Winter's freezing, so what's with Arctic sea ice?

An unusually warm January has limited the return of Arctic sea ice, whose extent set a record low for the month. The ice's ability to reflect sunlight back into space has a significant influence on climate worldwide.

A polar bear in the Arctic National Wildlife Refuge in Alaska. If the world dramatically changes its steadily increasing emissions of greenhouse gases, global warming can be slowed enough to prevent a total loss of critical summer sea ice for the polar bears, according to a study in the journal Nature last December.

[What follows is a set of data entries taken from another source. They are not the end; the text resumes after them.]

PR #1412, opened 2025-04-24
New ChatView: Add support for sending and receiving messages

lissine0:
The PR also includes some other small fixes

### DIFF
--- a/Monal/Classes/ChatView.swift
+++ b/Monal/Classes/ChatView.swift
@@ -335,6 +335,7 @@ struct ChatView: View {
         }
         .toolbarRole(.editor)       //make sure to never show the title of the previous view in the back bar button
         .addLoadingOverlay(overlay)
+        .navigationBarTitleDisplayMode(.inline)
         .onAppear {
             checkOmemoSupport(withAlert:false)
             
--- a/Monal/Classes/ChatView.swift
+++ b/Monal/Classes/ChatView.swift
@@ -197,7 +197,10 @@ struct ChatView: View {
     
     var body: some View {
         ExyteChatView(messages: messages, chatType: .conversation, replyMode: .quote) { draft in
-            print("sending draft: \(String(describing:draft))")
+            guard let newMLMessage = MLXMPPManager.sharedInstance().sendMessageAndAddToHistory(message: draft.text, havingType: kMessageTypeText, toContact: self.contact.obj, isEncrypted: self.contact.isEncrypted, uploadInfo: nil) else {
+                return
+            }
+            messages.append(ChatViewMessage(newMLMessage))
         }
         .showNetworkConnectionProblem(false)
 //         .enableLoadMore(pageSize: 3) { message in
@@ -378,6 +381,19 @@ struct ChatView: View {
                         checkOmemoSupport(withAlert:true)
                     }
                 }
+            }
+        }
+        .onReceive(NotificationCenter.default.publisher(for: NSNotification.Name("kMonalNewMessageNotice")).receive(on: RunLoop.main)) { notification in
+            DDLogVerbose("chat view got new message notice \(String(describing:notification.userInfo))")
+
+            guard let message = notification.userInfo?["message"] as? MLMessage else {
+                DDLogError("Notification without message");
+                return
+            }
+            if message.isEqual(to: self.contact.obj) {
+                // Do not insert based on delay timestamp because that
+                // would make it possible to fake history entries.
+                messages.append(ChatViewMessage(message))
             }
         }
     }
--- a/Monal/Classes/ChatView.swift
+++ b/Monal/Classes/ChatView.swift
@@ -344,9 +344,12 @@ struct ChatView: View {
             checkOmemoSupport(withAlert:false)
             
             //TODO: load messages from db
-            let dbMessages = DataLayer.sharedInstance().messages(forContact:contact.contactJid, forAccount:contact.accountID) as! [MLMessage]
-            for msg in dbMessages {
-                messages.append(ChatViewMessage(msg))
+            // In some scenarios, onAppear can be executed more than once without the state variables being cleared.
+            if messages.isEmpty {
+                let dbMessages = DataLayer.sharedInstance().messages(forContact:contact.contactJid, forAccount:contact.accountID) as! [MLMessage]
+                for msg in dbMessages {
+                    messages.append(ChatViewMessage(msg))
+                }
             }
 //             messages = [
 //                 ExyteChat.Message(
--- a/Monal/Classes/ChatView.swift
+++ b/Monal/Classes/ChatView.swift
@@ -244,7 +244,7 @@ struct ChatView: View {
                                     Text(contact.contactDisplayName as String)
                                         .fontWeight(.semibold)
                                         .font(.headline)
-                                        .foregroundColor(.black)
+                                        .foregroundColor(.primary)
                                     
                                     if (contact.isTyping as Bool) {
                                         Text("Typing...")
--- a/Monal/Classes/ChatView.swift
+++ b/Monal/Classes/ChatView.swift
@@ -199,6 +199,7 @@ struct ChatView: View {
         ExyteChatView(messages: messages, chatType: .conversation, replyMode: .quote) { draft in
             print("sending draft: \(String(describing:draft))")
         }
+        .showNetworkConnectionProblem(false)
 //         .enableLoadMore(pageSize: 3) { message in
 //             print("load more messages before: \(String(describing:message))")
 //         }
--- a/Monal/Classes/MLXMPPManager.h
+++ b/Monal/Classes/MLXMPPManager.h
@@ -12,6 +12,7 @@ NS_ASSUME_NONNULL_BEGIN
 
 @class xmpp;
 @class MLContact;
+@class MLMessage;
 
 /**
  A singleton to control all of the active XMPP connections
@@ -104,9 +105,10 @@ NS_ASSUME_NONNULL_BEGIN
 -(void) updatePassword:(NSString*) password forAccount:(NSNumber*) accountID;
 
 /**
-Sends a message to a specified contact in account. Calls completion handler on success or failure.
+ Sends a message to a specified contact in account.
+ It returns an MLMessage object (corresponding to the sent message) on success, and nil on failure.
  */
--(void) sendMessageAndAddToHistory:(NSString*) message havingType:(NSString*) messageType toContact:(MLContact*) contact isEncrypted:(BOOL) encrypted uploadInfo:(NSDictionary* _Nullable) uploadInfo withCompletionHandler:(void (^ _Nullable)(BOOL success, NSString* messageId)) completion;
+-(MLMessage* _Nullable) sendMessageAndAddToHistory:(NSString*) message havingType:(NSString*) messageType toContact:(MLContact*) contact isEncrypted:(BOOL) encrypted uploadInfo:(NSDictionary* _Nullable) uploadInfo NS_SWIFT_NAME(sendMessageAndAddToHistory(message:havingType:toContact:isEncrypted:uploadInfo:));
 -(void)sendMessage:(NSString*) message toContact:(MLContact*) contact isEncrypted:(BOOL) encrypted isUpload:(BOOL) isUpload messageId:(NSString*) messageId withCompletionHandler:(void (^ _Nullable)(BOOL success, NSString* messageId)) completion;
 -(void) sendChatState:(BOOL) isTyping toContact:(MLContact*) contact;
 
--- a/Monal/Classes/MLXMPPManager.m
+++ b/Monal/Classes/MLXMPPManager.m
@@ -674,7 +674,7 @@ static const int pingFreqencyMinutes = 5;       //about the same Conversations u
 }
 
 #pragma mark -  XMPP commands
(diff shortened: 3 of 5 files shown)


Monal/Classes/ChatView.swift
```diff
@@ -195,10 +195,38 @@ struct ChatView: View {
 #endif
 }
     
+    // Only for messages going out
+    private func addMessage(message: String, messageID: String, messageType: String, mimeType: String? = nil, size: NSNumber? = nil) {
```
tmolitor-stud-tu: Why don't you name it "addOutgoingMessage" if it is only for outgoing ones?

Monal/Classes/ChatView.swift
```diff
@@ -195,10 +195,38 @@ struct ChatView: View {
...
+            messages.append(ChatViewMessage(newMLMessage))
+            // Create and donate interaction to allow for share suggestions
+            MLNotificationManager.sharedInstance().donateInteraction(forOutgoingDBId: messageHistoryID)
+    }
+
     var body: some View {
         ExyteChatView(messages: messages, chatType: .conversation, replyMode: .quote) { draft in
-            print("sending draft: \(String(describing:draft))")
+            let newMessageID: String = UUID().uuidString
+            self.addMessage(message: draft.text, messageID: newMessageID, messageType: kMessageTypeText)
```
tmolitor-stud-tu: I think this is a good opportunity to add the complete code of `addMessage` to `MLXMPPManager.sharedInstance().sendMessage()` and let it return an `MLMessage` instance.

tmolitor-stud-tu: Additionally: this should be done in one db transaction (adding to history db AND sending the message), you can use the `DataLayer` method `-(void) createTransaction:(monal_void_block_t) block;` to accomplish this.

Monal/Classes/ChatView.swift
```diff
@@ -378,6 +407,19 @@ struct ChatView: View {
                 }
             }
         }
+        .onReceive(NotificationCenter.default.publisher(for: NSNotification.Name("kMonalNewMessageNotice")).receive(on: RunLoop.main)) { notification in
+            DDLogVerbose("chat view got new message notice \(notification.userInfo)")
```
tmolitor-stud-tu: This produces the warning `expression implicitly coerced from '[AnyHashable : Any]?' to 'Any'
`. Use this instead:

```suggestion
            DDLogVerbose("chat view got new message notice \(String(describing:notification.userInfo))")
```

Monal/Classes/ChatView.swift
```diff
@@ -378,6 +407,19 @@ struct ChatView: View {
...
+
+            guard let message = notification.userInfo?["message"] as? MLMessage else {
+                DDLogError("Notification without message");
+                return
+            }
+            if message.isEqual(to: self.contact.obj) {
+                // Do not insert based on delay timestamp because that
```
tmolitor-stud-tu, line 397: Thanks for adding this comment as a reminder! :)

tmolitor-stud-tu (changes requested):

Monal/Classes/ChatView.swift
lissine0: > I think this is a good opportunity to add the complete code of `addMessage` to `MLXMPPManager.sharedInstance().sendMessage()` and let it return an `MLMessage` instance.

I found an existing method in MLXMPPManager (`sendMessageAndAddToHistory`) that does this. I modified it so it returns MLMessage.

> Additionally: this should be done in one db transaction (adding to history db AND sending the message)

Do you still want this? The way `sendMessageAndAddToHistory` is written, the message is never sent if adding it to history db failed.
But in that scenario, no feedback is given to the user; the message simply never shows up in the ChatView. Do failing transactions send a notification to the user?

tmolitor-stud-tu: Yes. If the app crashes/gets killed between adding the history entry and sending the message, the message would never be send, but still displayed in the chat (without the sent/received checkmarks ever showing up and without an error (i) either).

Adding these to a single transaction makes sure, that either both, the message and the history entry, are added to the db or nothing at all, preventing this type of inconsistency.

Monal/Classes/MLXMPPManager.h
```diff
@@ -7,6 +7,7 @@
 //
 
 #import <Foundation/Foundation.h>
+#import <monalxmpp/MLMessage.h>
```
tmolitor-stud-tu: Use a `@class` forward declaration rather than pulling in the complete `MLMessage` definition and all header file this header might itself import.

Always only add imports to header files if absolutely necessary, to prevent dependency loops forming and improve compilation speed.

Monal/Classes/MLXMPPManager.h
```diff
@@ -106,7 +107,7 @@ NS_ASSUME_NONNULL_BEGIN
 /**
 Sends a message to a specified contact in account. Calls completion handler on success or failure.
  */
--(void) sendMessageAndAddToHistory:(NSString*) message havingType:(NSString*) messageType toContact:(MLContact*) contact isEncrypted:(BOOL) encrypted uploadInfo:(NSDictionary* _Nullable) uploadInfo withCompletionHandler:(void (^ _Nullable)(BOOL success, NSString* messageId)) completion;
+-(MLMessage* _Nullable) sendMessageAndAddToHistory:(NSString*) message havingType:(NSString*) messageType toContact:(MLContact*) contact isEncrypted:(BOOL) encrypted uploadInfo:(NSDictionary* _Nullable) uploadInfo withCompletionHandler:(void (^ _Nullable)(BOOL success, NSString* messageId)) completion;
```
tmolitor-stud-tu: Please use `NS_SWIFT_NAME` to rename this function to something better than `sendMessageAnd(addToHistory: ...)` Maybe `sendMessageAndAddToHistory(`

Monal/Classes/MLXMPPManager.m
```diff
@@ -699,20 +699,37 @@ -(void) sendMessageAndAddToHistory:(NSString*) message havingType:(NSString*) me
     // Send message
     if(messageDBId != nil)
     {
-        DDLogInfo(@"Message added to history with id %ld, now sending...", (long)[messageDBId intValue]);
+        DDLogVerbose(@"Message added to history with id %ld", (long)[messageDBId intValue]);
+
+        // MLMessage object that will be returned by the method
+        MLMessage* newMLMessage = [[DataLayer sharedInstance] messageForHistoryID:messageDBId];
```
tmolitor-stud-tu, line 705: If we are in a single db transaction, this should NEVER return `nil` after inserting the message in the same transaction.

Monal/Classes/MLXMPPManager.m
```diff
@@ -674,7 +674,7 @@ -(NSString*) getPasswordForAccount:(NSNumber*) accountID
 }
 
 #pragma mark -  XMPP commands
--(void) sendMessageAndAddToHistory:(NSString*) message havingType:(NSString*) messageType toContact:(MLContact*) contact isEncrypted:(BOOL) encrypted uploadInfo:(NSDictionary* _Nullable) uploadInfo withCompletionHandler:(void (^ _Nullable)(BOOL success, NSString* messageId)) completion
+-(MLMessage*) sendMessageAndAddToHistory:(NSString*) message havingType:(NSString*) messageType toContact:(MLContact*) contact isEncrypted:(BOOL) encrypted uploadInfo:(NSDictionary* _Nullable) uploadInfo withCompletionHandler:(void (^ _Nullable)(BOOL success, NSString* messageId)) completion
```
tmolitor-stud-tu: We should move away from these completions and return a promise instead. This promise can return the `MLMessage` object. Existing code can use this `MLMessage` to extract the db id. And the `then()` versus `catch()` handler to deduce the `success` boolean.

Promises can even be used in async code from swift by using `returnedPromise.toTypedPromise().asyncOnMainActor()`

tmolitor-stud-tu (changes requested):

Monal/Classes/MLXMPPManager.m
lissine0: Why not simply remove the completions, and test if the returned `MLMessage` is nil to deduce the `success` boolean? (and use the `MLMessage` to extract the db id)

tmolitor-stud-tu: You are right, I thought the completion was due to some async code dispatching to some queue, but the code is synchronous all the way down. The only thing not being synchronous ist the dispatch to the receive queue in `xmpp.m`: `-(void) send:(MLXMLNode*) stanza withSmacks:(BOOL) withSmacks`.

But that dispatch is okay. We could make that method return a promise and wait for it, but I don't know what the benefit of that would be. The only thing I wanted, was to do the history upgrade and the sending (adding the stanza to the smacks queue and persisting that to the db) in one single db transaction, but that dispatch to the receive queue (which is there for a reason) makes using a single transaction overly complicated.

--> return a `MLMessage` from `sendMessageAndAddToHistory`, fix the code using that method and don't use a dedicated transaction int that method.

Monal/Classes/MLXMPPManager.m
tmolitor-stud-tu: No single transaction anymore, see my other comment

Monal/Classes/ChatView.swift
tmolitor-stud-tu: Unfortunately using a single db transaction turns out to be more complicated than I initially thought, so now I opt for no dedicated transaction.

Subhankar Banerjee/AP/File

February 5, 2011

Much of the US continues to dig out from record snows and shivers from unusually frigid temperatures. But at the top of the world, an unusually warm January has limited the return of Arctic sea ice, whose extent set a record low for the month, according to the National Snow and Ice Data Center in Boulder, Colo.

Indeed, through January, the season's sea-ice return is closely tracking that of ice during the winter of 2006-2007, according to data the center released earlier this week. The below average return of sea ice then contributed to a record low summer-ice extent during the 2007 melt season.

Climate scientists keep close tabs on the Arctic Ocean's ice – particularly during the sun-drenched melt season – because the ice's ability to reflect sunlight back into space has a significant influence on climate worldwide, more so than Antarctica's sea ice, researchers say.

Top 10 global weather events of 2010

Antarctica's sea ice builds quickly during its winter months and extends over large areas of the ocean surrounding the continent, even as the Arctic Ocean's ice retreats.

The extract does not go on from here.